DIRECTIONS =>
Copy each line of the entries below that contains the string "filters".

[Collected data]
== == ==

PR #313, opened 2025-09-02
Update CITATION.cff for zenodo

sroet:
This should fix the zenodo error.

Checked the old yaml via https://www.yamllint.com/ which gave a similar error as zenodo.
This fixes the yaml to become valid, and we should do a release after that.


McHaillet (approved):
Thanks for the fix!

PR #316, opened 2025-09-19
force tilt angles for TMJob

sroet:
This:

- [x] Forces a TMJob to get tilt angles
- [x] remove some unnecessary checks
- [x] make symmetric wedge behave with 90 degree tilts (0 degree wedge, used for testing)
- [x] Fix a bug in the behavior of volume splits
- [x] updates the version to represent the API break
- [x] make symmetric wedge error out for broken cases (negative angles or more than 90 degree angles)
- [x] make sure all touched code is tested

(Was a big rewrite that needed to be done as part of #311, so decided to split it out to a separate PR)

### DIFF
--- a/pyproject.toml
+++ b/pyproject.toml
@@ -4,7 +4,7 @@ build-backend = "setuptools.build_meta"
 
 [project]
 name = "pytom-match-pick"
-version = "0.11.1"
+version = "0.12.0"
 description = "PyTOM's GPU template matching module as an independent package"
 readme = "README.md"
 license = {file = "LICENSE"}
--- a/src/pytom_tm/entry_points.py
+++ b/src/pytom_tm/entry_points.py
@@ -1078,11 +1078,11 @@ def match_template(argv=None):
         args.template,
         args.mask,
         args.destination,
+        tilt_angles=tilt_angles,
         angle_increment=args.angular_search,
         mask_is_spherical=True
         if args.non_spherical_mask is None
         else (not args.non_spherical_mask),
-        tilt_angles=tilt_angles,
         tilt_weighting=per_tilt_weighting,
         search_x=args.search_x,
         search_y=args.search_y,
--- a/src/pytom_tm/tmjob.py
+++ b/src/pytom_tm/tmjob.py
@@ -961,9 +961,10 @@ class TMJob:
             )
 
         # apply the optional band pass and whitening filter to the search region
-        search_volume = np.real(
-            irfftn(rfftn(search_volume) * tomo_filter, s=search_volume.shape)
-        )
+        # TODO: undo the debug comments
+        # search_volume = np.real(
+        #    irfftn(rfftn(search_volume) * tomo_filter, s=search_volume.shape)
+        # )
 
         # load rotation search
         angle_ids = list(range(self.start_slice, self.n_rotations, self.steps_slice))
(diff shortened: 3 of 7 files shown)


FridoF:
Hi both,

Since I do not have my cell phone with me for 2-factor authentication my response per email (will try to also put into system back home):


  *
The rationale for the filter was that reconstructions can actually have some signal in the missing wedge area - i.e., our iterative Fourier reconstruction did that (not always productive for template matching ...) and any modern AI reconstructions will try the same (also interpolating between the experimentally sampled data). It would be inconsistent to filter the template but leaving the variance outside the filter in for the tomogram. I agree that reconstructions from AreTomo probably do not require this filtering, but IsoNet and its many friends currently popping up will (or removing filter on the template side). If you want to remove, I would at least put a disclaimer that the wedge filtering should not be applied if you apply any kind of restoration.
  *
Yes, the filter would become an ellipsoid. It was relatively easy to deal with in real space, i.e., with the PSF (when placed into the centre of the image)

Best wishes

Friedrich






From: Marten Chaillet ***@***.***>
Date: Monday, 29 September 2025 at 11:02
To: SBC-Utrecht/pytom-match-pick ***@***.***>
Cc: Förster, F.G. (Friedrich) ***@***.***>, Mention ***@***.***>
Subject: Re: [SBC-Utrecht/pytom-match-pick] force tilt angles for TMJob (PR #316)

CAUTION: This email originated from outside of Utrecht University. Do not click links or open attachments unless you recognize the sender and know the content is safe.

[https://avatars.githubusercontent.com/u/58044494?s=20&v=4]McHaillet left a comment (SBC-Utrecht/pytom-match-pick#316)<https://github.com/SBC-Utrecht/pytom-match-pick/pull/316#issuecomment-3345806907>

To anyone reviewing this, please have a hard look at the change of behavior for split volumes. It used to be the case that we first subsliced the tomogram and then calculated and applied the filters on this subvolume, which I believe is wrong (as for example a nyquist filter does not make sense if we split the tomogram into singular pixels)

It now calculates and applies the tomogram filter on the complete tomogram before slicing down to the subvolume. For now this is done for every subvolume, but in the future we should probably rewrite the split volume function to pre-compute the filtered complete tomogram (this should become an issue after this PR)

About that, it might be better to remove the tomo_filter entirely. I copied this from the original pytom, but thinking it over it doesn't make much sense to me. There is two issues:

  *   The regions in the missing wedge should be zero for any sanely reconstructed tomogram, so we don't need to explicitly zero them.
  *   Generating a Fourier space filter for a non-square volume is not properly defined. I always assumed a non-square image/volume could be filtered with an ellipsoidal filter, but I don't think this actually holds. (Maybe ask Frido though?)

The second part is the bandpass. I don't think this needs to be applied to the tomogram either. Once it's applied to the template, the template does not have that information anymore, so it should already suffice for the search. Maybe also good to hear @FridoF<https://github.com/FridoF> opinion on this?

McHaillet:
Hi @FridoF, your mail is correctly forwarded to the thread in GitHub, so no worries!

Thanks for the input, the implementation of the ellipsoidal bandpass is correct in that case, some for wedge mask for the tomogram (which is also relative to the shape). Intuitively the ellipsoid makes sense to me, but just wasn't certain if it was valid.

@sroet I agree with your implementation to compute it on the full tomogram. It should also provide better sampling of the filters :)

McHaillet (approved):
Look like some great fixes to me :+1:

PR #324, opened 2025-11-24
use proposed fix for BetweenZeroAndOne argparse

### LINKED ISSUE #323: io.py class BetweenZeroAndOne(argparse.Action)
Hi,
This is my first "Issue" written here, so it's totally possible that I have it wrong. In io.py, I have a question about class BetweenZeroAndOne(argparse.Action), see below:

`

    class BetweenZeroAndOne(argparse.Action):
    """argparse.Action subclass to constrain an input value to a fraction, i.e. between
    0 and 1."""

        def __call__(
            self, parser, namespace, values: float, option_string: str | None = None
        ):
            if 1.0 <= values <= 0.0:
                parser.error(
                    f"{option_string} is a fraction and can only range between 0 and 1"
                )

            setattr(namespace, self.dest, values)
`

Specifically:

        `if 1.0 <= values <= 0.0:
            parser.error(
                f"{option_string} is a fraction and can only range between 0 and 1"
            )`

Is this evaluated as  (1.0 <= values) and (values <= 0.0)?

to get "True", both "1.0 <= values" and "values <= 0.0" must be true simultaneously?

values would have to be "at least 1.0" and "at most 0.0" at the same time? (not possible for any int, float, decimal, etc.?)

Would forcing values to be a fraction between 0 and 1 also be done with one of the two options? (I don't know which you prefer)

        `if not (0.0 <= values <= 1.0):
            parser.error(
                f"{option_string} is a fraction and can only range between 0 and 1"
            )`

or

        `if values < 0.0 or values > 1.0:
            parser.error(
                f"{option_string} is a fraction and can only range between 0 and 1"
            )`

All good if I didn't get this right :)

sroet:
This closes #323:

- [x] implement logic fix for the BetweenZeroAndOn argparse action as proposed in #323 
- [x] adds a test for the logic
- [x] updated version number for this bug fix

### DIFF
--- a/pyproject.toml
+++ b/pyproject.toml
@@ -4,7 +4,7 @@ build-backend = "setuptools.build_meta"
 
 [project]
 name = "pytom-match-pick"
-version = "0.12.0"
+version = "0.12.1"
 description = "PyTOM's GPU template matching module as an independent package"
 readme = "README.md"
 license = {file = "LICENSE"}
--- a/src/pytom_tm/io.py
+++ b/src/pytom_tm/io.py
@@ -107,7 +107,7 @@ class BetweenZeroAndOne(argparse.Action):
     def __call__(
         self, parser, namespace, values: float, option_string: str | None = None
     ):
-        if 1.0 <= values <= 0.0:
+        if not (0.0 <= values <= 1.0):
             parser.error(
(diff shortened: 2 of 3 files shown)


McHaillet (approved):
Great catch, LGTM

== == ==

RESPONSE =>
To anyone reviewing this, please have a hard look at the change of behavior for split volumes. It used to be the case that we first subsliced the tomogram and then calculated and applied the filters on this subvolume, which I believe is wrong (as for example a nyquist filter does not make sense if we split the tomogram into singular pixels)
@sroet I agree with your implementation to compute it on the full tomogram. It should also provide better sampling of the filters :)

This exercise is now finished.